Sometimes a feature sprawls into a multi-day project, with dozens of small commits.

I decide my change should be broken into smaller changes, so squash is too blunt an instrument. (As a rule of thumb I ask, "Would this be easy to code review?")

If my checkpoint commits followed a logical progression, I can use rebase's Interactive Mode.

Interactive mode is powerful. You can use it to edit an old commits, split them up, reorder them, and in this case squash a few.

On my feature branch:

git rebase --interactive master

It then opens an editor with a list of commits. On each line is the operation to perform, the SHA1 of the commmit, and the current commit message. A legend is provided with a list of possible commands.

By default, each commit uses "pick," which doesn't modify the commit.

pick ccd6e62 Work on back button
pick 1c83feb Bug fixes
pick f9d0c33 Start work on toolbar

I change the operation to "squash," which squashes the second commit into the first.

pick ccd6e62 Work on back button
squash 1c83feb Bug fixes
pick f9d0c33 Start work on toolbar

When I save and close, a new editor prompts me for the commit message of the combined commit, and then I'm done.

Declaring Branch Bankruptcy

Maybe my feature branch existed for a very long time, and I had to merge several branches into my feature branch to keep it up to date while I work. History is convoluted.
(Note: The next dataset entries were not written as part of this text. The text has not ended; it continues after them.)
PR #1641, opened 2026-07-07
Enhancement: Implement customizable post-task cleanup policies (#1611)

AviJxn:
Closes #1611  this implements the customizable data preservation and cleanup policies discussed, mapping the state action matrix into two intuitive dropdowns in the task control panel.

### Changes
* **Schema**: Added `success_cleanup_policy` and `failure_cleanup_policy` string columns (defaulting to `'keep_all'` so legacy tasks do not break).
* **Controller**: Added the selection dropdowns to `_control.html.erb` and whitelisted the new attributes in `TasksController`.
* **Model Logic**: Added `should_cleanup_component?` to `CbrainTask` to handle the matrix mapping with `erase_workdir_and_outputs` as the default on success.
* **Background Process**: Created `RemoveTaskInputs` and `RemoveTaskOutputs` background activities both include real time checks against active tasks to safely skip erasing any shared or downstream assets.
* **Worker Lifecycle**: Injected an isolated `enqueue_post_task_cleanup_policies` helper hook into `BourreauWorker` to prevent making the monolithic loop any longer.

### DIFF
--- a/Bourreau/app/models/bourreau_worker.rb
+++ b/Bourreau/app/models/bourreau_worker.rb
@@ -503,6 +503,7 @@ class BourreauWorker < Worker
     end # case 'status' is 'New', 'Data Ready', 'Recover*' and 'Restart*'
 
 
+    enqueue_post_task_cleanup_policies(task)
 
     #####################################################################
     # Task notification section
@@ -602,6 +603,40 @@ class BourreauWorker < Worker
       Message.send_message(User.find(user_id), atts.merge(:variable_text => "Number of tasks blocked: #{count}"))
     end
     return true # means quota is exceeded
+  end
+
+  # Enqueues the post-task cleanup policies for a task that has just finished
+  def enqueue_post_task_cleanup_policies(task)
+    return unless task.status.in?(CbrainTask::FINAL_STATUS)
+
+    if task.should_cleanup_component?(:workdir)
+     BackgroundActivity::RemoveTaskWorkdir.new(
+        :user_id            => task.user_id,
+        :remote_resource_id => task.bourreau_id,
+        :status             => 'InProgress',
+        :items              => [ task.id ]
+      ).save
+    end
+
+    if task.should_cleanup_component?(:inputs)
+      BackgroundActivity::RemoveTaskInputs.new(
+        :user_id            => task.user_id,
+        :remote_resource_id => task.bourreau_id,
+        :status             => 'InProgress',
+        :items              => [ task.id ]
+      ).save
+    end
+
+    if task.should_cleanup_component?(:outputs)
+      BackgroundActivity::RemoveTaskOutputs.new(
+        :user_id            => task.user_id,
+        :remote_resource_id => task.bourreau_id,
+        :status             => 'InProgress',
+        :items              => [ task.id ]
+      ).save
+    end
+  rescue => e
+    Rails.logger.error "Post-task cleanup policies hook crashed for task ##{task.id}: #{e.message}"
   end
 
 end
--- a/BrainPortal/app/models/background_activity/remove_task_inputs.rb
+++ b/BrainPortal/app/models/background_activity/remove_task_inputs.rb
@@ -1,0 +1,48 @@
+#
+# CBRAIN Project
+#
+# Copyright (C) 2008-2026
+# The Royal Institution for the Advancement of Learning
+# McGill University
+#
+
+# Removes the cached inputs of a CBRAIN task safely from the local cache.
+# Must be run on a Bourreau only.
+class BackgroundActivity::RemoveTaskInputs < BackgroundActivity::TerminateTask
+
+  Revision_info = CbrainFileRevision[__FILE__] #:nodoc:
+
+  def process(item)
+    super(item)
+    
+    cbrain_task = CbrainTask.where(:bourreau_id => CBRAIN::SelfRemoteResourceId).find_by(id: item)
+    return [false, "Task not found"] unless cbrain_task
+
+    input_userfile_ids = cbrain_task.params[:interface_userfile_ids] || []
+    
+    input_userfile_ids.each do |userfile_id|
+      userfile = Userfile.find_by(id: userfile_id)
+      next unless userfile
+
+      # Safety check: skip if another active task relies on this exact input
+      file_in_use = CbrainTask.active
+                              .where.not(id: cbrain_task.id)
+                              .any? { |t| t.params[:interface_userfile_ids]&.include?(userfile_id) }
+
+      if file_in_use
+        self.addlog("Skipped cache erase for '#{userfile.name}' (ID: #{userfile_id}) - asset is currently in use.")
+        next
+      end
+
+      userfile.cache_erase
+      self.addlog("Deleted cache of input file '#{userfile.name}' (ID: #{userfile_id}) via post-task cleanup policy.")
+    end
+
+    [true, nil]
+  end
+
+  def prepare_dynamic_items
+    populate_items_from_task_custom_filter
+  end
+
+end
--- a/BrainPortal/app/models/background_activity/remove_task_outputs.rb
+++ b/BrainPortal/app/models/background_activity/remove_task_outputs.rb
@@ -1,0 +1,52 @@
+#
+# CBRAIN Project
+#
+# Copyright (C) 2008-2026
+# The Royal Institution for the Advancement of Learning
+# McGill University
+#
+
+# Removes the cached outputs of a CBRAIN task safely from the local cache.
+# Must be run on a Bourreau only.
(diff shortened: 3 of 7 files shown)


AviJxn:
Hey @prioux  it looks like the CI pipeline is dropping on a strict framework sequence error. The workflow runs rake db:seed before executing pending migrations, which triggers a crash on my new cleanup policy migration (`BrainPortal/db/migrate/20260629232300_add_cleanup_policies_to_cbrain_tasks.rb`). The core implementation files are entirely isolated and clean.

prioux:
@AviJxn That's because your pull request includes a migration, but it doesn't include the effect of that migration on the full schema. In your work environment, when you apply your migration, it will also update the file db/schema.rb which describe the final effect of the DB. That file is what is loaded in CI. During a CI check, no migrations are applied, because the DB is initialized right from the start with the final schema.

It's easiest to grab the raw diff create a clean branch.

git checkout master
git checkout -b cleaned_up_branch
git merge --squash private_feature_branch
git reset

I now have a working directory full of my changes and none of the baggage from the previous branch. Now I manually add and commit my changes.

If you're fighting Git's defaults, ask why.

Treat public history as immutable, atomic, and easy to follow. Treat private history as disposable and malleable.

The intended workflow is:

Create a private branch off a public branch.
Regularly commit your work to this private branch.
Once your code is perfect, clean up its history.
Merge the cleaned-up branch back into the public branch.